Kind of like what we see magicians do on a stage, right?

Exactly! The laws of nature are the frabric of reality and no God does not have to contradict Himself and tear that fabric of reality in order to answer our prayers let alone impress a few ignorant savages.

Thanks, gbob. God did, indeed do this, and the other miracles I wrote about.

On this we can agree, and happily so.

And yet he DOES work miracles “all the time”, because it in his interest and ours that we be reminded he is omnipotent, and we are limited. NOTHING is impossible with God. Thousands of things are impossible for man. Trillions of ordinary events happen every day. God does SOME miracles every day; we have no way of knowing how many. But even if only ten % of Christians experience a miracle in any given year, that would be 200,000,000 miracles a year out of say 3,650,000,000,000,000,000 non-miraculous events. Percentage-wise the amount is not high, but in real numbers it is.

Yep, because miracles are NOT a violation of the laws of nature.
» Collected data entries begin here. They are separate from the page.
Issue #10859, opened 2022-03-21
[MU4 Issue] [Improvement] Score tab should indicate if it has an opened score when switching to other tabs (Home, Publish, DevTools)


DmitryArefiev:
**Describe the bug**
Score tab should indicate if it has an opened score when switching to other tabs (Home, Publish, DevTools)
Score tab ("Score" text) can be bold and maybe highlighted but **NOT underlined** showing that there is an opened score already, when user doing something on Home, Publish or DevTool tab.

https://user-images.githubusercontent.com/90187801/159350217-87a621ff-4468-4f89-be64-9762053457af.mp4

**Platform information**
macOS, Windows, Linux

**Expected result**
If there is an opened score in MU, **Score tab should be bold but not underlined** when clicking/navigating Home or Publish or DevTools tab.

DmitryArefiev:
@Tantacrul @bkunda @jessjwilliamson What do you think about this improvement (and the expected result)?

Tantacrul:
I'm not sure I understand exactly. So, if the Score tab has no opened score, if I click on it, it should just highlight and the text should be bold but there should be no underline?

I do like the idea of trying to trying to help indicate to the user when a score is open.

DmitryArefiev:
> I'm not sure I understand exactly. So, if the Score tab has no opened score, if I click on it, it should just highlight and the text should be bold but there should be no underline?

I think there should not be changes in the behavior (it should be bold, highlighted and underlined when click on it even if it has no opened score (empty))

The changes here are only when user has an opened score and wants to click on Home/Publish/DevTools tabs. In that case Score tab should be bold and maybe highlighted but **NOT underlined**

Sorry for my English 🙂

Tantacrul:
OK, I get it now :)

I don't really know, to be honest. Jess? Could you try this idea out as a mockup when you've time?

DmitryArefiev:
https://user-images.githubusercontent.com/90187801/160824223-d069fbb9-55d3-4eff-a763-15d5541d6416.mp4

@Tantacrul @jessjwilliamson Please see the video. 

1. Roman has made the initial solution for now: **"Score" text is bold** when score is opened and user navigates other tabs. 

2. Also, Roman suggested to mark score preview pictures with some mark (check mark for example) on Home>Score page, to mark score (scores) that are opened.  Something like we want to do with a cloud scores as I understand. 
This item requires a design decision. 


What do you think about №1 and №2?  (as you see, №1 can be implemented already)

[...]

PR #11032, opened 2022-03-31
[MU4] Fix #10859: Score tab should indicate if it has an opened score when switching to other tabs 

RomanPudashkin:
Resolves: https://github.com/musescore/MuseScore/issues/10859

PR #11033, opened 2022-03-31
Fix 10859: Score tab is always bold if it has an opened score

duanjr:
Resolves: [#10859](https://github.com/musescore/MuseScore/issues/10859)

Score tab is always bold if it has an opened score.

### DIFF
--- a/src/appshell/qml/MainToolBar.qml
+++ b/src/appshell/qml/MainToolBar.qml
@@ -32,6 +32,8 @@ Item {
     height: radioButtonList.height
 
     property alias navigation: navPanel
+    property alias navigation: navCtrl
+    property bool isNotationOpened: false
 
     property string currentUri: "musescore://home"
     property var items: [
@@ -96,6 +98,7 @@ Item {
 
             checked: modelData["uri"] === root.currentUri
             title: modelData["title"]
+            isBoldOnly: (modelData["title"] === qsTrc("appshell", "Score")) && !checked && isNotationOpened
 
             onToggled: {
                 root.selected(modelData["uri"])
--- a/src/appshell/qml/NotationPage/NotationPage.qml
+++ b/src/appshell/qml/NotationPage/NotationPage.qml
@@ -90,6 +90,9 @@ DockPage {
         Qt.callLater(pageModel.init)
     }
 
+
+    property bool isNotationOpened:pageModel.isNotationOpened
+
     readonly property int verticalPanelDefaultWidth: 300
 
     readonly property int horizontalPanelMinHeight: 100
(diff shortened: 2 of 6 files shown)


src/appshell/qml/MainToolBar.qml
```diff
@@ -32,6 +32,8 @@ Item {
     height: radioButtonList.height
 
     property alias navigation: navPanel
+    property alias navigation: navCtrl
```
duanjr, line 35: this line is added to avoid merge conflict, sorry for forgetting pull before my work

RomanPudashkin:
LOL, I was first :)
https://github.com/musescore/MuseScore/pull/11032

src/appshell/qml/MainToolBar.qml
```diff
@@ -96,6 +98,7 @@ Item {
 
             checked: modelData["uri"] === root.currentUri
             title: modelData["title"]
+            isBoldOnly: (modelData["title"] === qsTrc("appshell", "Score")) && !checked && isNotationOpened
```
RomanPudashkin, line 101: I believe this is not the right way of solving the problem. Qml is not the best place for such logic

RomanPudashkin:
Next time, make sure that the issue you're planning to fix isn't being solved by someone else

src/appshell/qml/MainToolBar.qml
duanjr: You are right and I have seen how you dealt with it.

duanjr:
> Next time, make sure that the issue you're planning to fix isn't being solved by someone else

Ah yes, I noticed it was assigned to you but there're so many issues assigned to you.
So I made some try without saying first and it went unexpectedly smoothly. 
I will pay attention next time and really thanks for your guiding.

RomanPudashkin:
> Ah yes, I noticed it was assigned to you but there're so many issues assigned to you.

Yes, that's why I'm against this "let's assign all new issues to the in-house developers" tactic :( As a result, this can lead to some really confusing situations

HemantAntony:
> > Ah yes, I noticed it was assigned to you but there're so many issues assigned to you.
> 
> Yes, that's why I'm against this "let's assign all new issues to in-house developers" tactic :( As a result, this can lead to some really confusing situations

I also face this confusion. Usually, I don't say that I am going to solve an issue because I might not be able to. If I can't and I said I would do it, it leads to an awkward situation

RobFog:
> I also face this confusion. Usually, I don't say that I am going to solve an issue because I might not be able to. If I can't and I said I would do it, it leads to an awkward situation

Don't worry. If you take on an issue and then find out it is too difficult, that's fine, nobody will bite your head off. 😊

The laws of nature are themselves the work of God and they were designed to do His work while allowing Him to interact with His creation. While criminals would prefer a God who breaks the law just like they do, the rest of us who work within the law would naturally worship a God who also abides by the laws which He created. And we see this in all the miracles which happen everyday.

I think that’s a fair statement. However:

The Ten Commandments
Exo 20:11 - For in six days the LORD made heaven and earth, the sea, and all that is in them, and rested on the seventh day. Therefore the LORD blessed the Sabbath day and made it holy.

Said in the middle of The Ten Commandments as an echo from Genesis 1.

How else should the ancient Jews understand this as a confirmation of 6 literal days? And if they understood it that way, why shouldn’t we?

puzzled…

Because we have a more evolved epistemology.